听他又道:“你今日这话谎的倒是圆滑,亏了你这灵机一动,不然我还真不知如何是好。”
“我也是急中生智,要真说是查案来了,别说这院门我们进不来,在这都信山鬼的金兰山村里我们都不占理。”丁烟微微一笑,余光恍惚瞟到屋门内一抹艳红,大些声儿改口道:“覃哥哥你别急,这次生意山鬼大人庇佑,保能成功。

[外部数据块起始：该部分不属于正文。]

PR #118, opened 2019-02-17
Add search support

maximelamure:


evanw555:
Looks like the search functionality includes script files in its search. Use "count" or "jsonify" as a search query and you'll see the top entry called `null` which links to `lunr-feed.js`. Maybe it's being included in the {% for post in site.pages %}` loop?

maximelamure:
Good catch @evanw555 , I updated the PR to index MD files only. Let me know if you have additional comments.

PR #128, opened 2019-03-09
Add ByteString to valid query parameter.

mchen07:


maximelamure:
LGTM! Thanks @mchen07

PR #135, opened 2019-05-15
Add documentation for namespace override in Avro translation

evanw555:
Adding documentation for how to use the namespace override option in Avro translation, since apparently there's no documentation at all about this. Also updated the part that describes the command-line arguments to use in order to add the system properties for this as well as for the optional default option.


maximelamure:
LGTM! Thanks, @evanw555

若不是你忽然到访,说明来意呀,我都不晓得这村里最富的人家是做什么赚了大钱呢!”
只见陈美娘拎着个约莫一掌大棕红色小陶壶,影影绰绰地走到凉亭边上,“哎,好妹妹这是甚么话,莫非是在怪我相公不在人前谈他的生意?这也是他平日里太忙,又管村中祭祀,又要与县城中人往来应酬,在村里闲话自然就少了,这些个杂事儿呀,只有少数几个走的近的知道些许。”
“怎是怪罪?丁家妹妹也是好奇而已,也是我这边催的急,夫人何时带我去看那药材?”覃彧似乎不想和她把时间浪费在客套上。
奈何她一点都不急,用壶中茶水将小茶杯烫了一遍泼掉后,才又给两人分别倒满:“喝了这茶,我们再去看也不迟不是吗?再说了,谈生意哪有这般急的,我都还不了解公子那边的事宜呢。”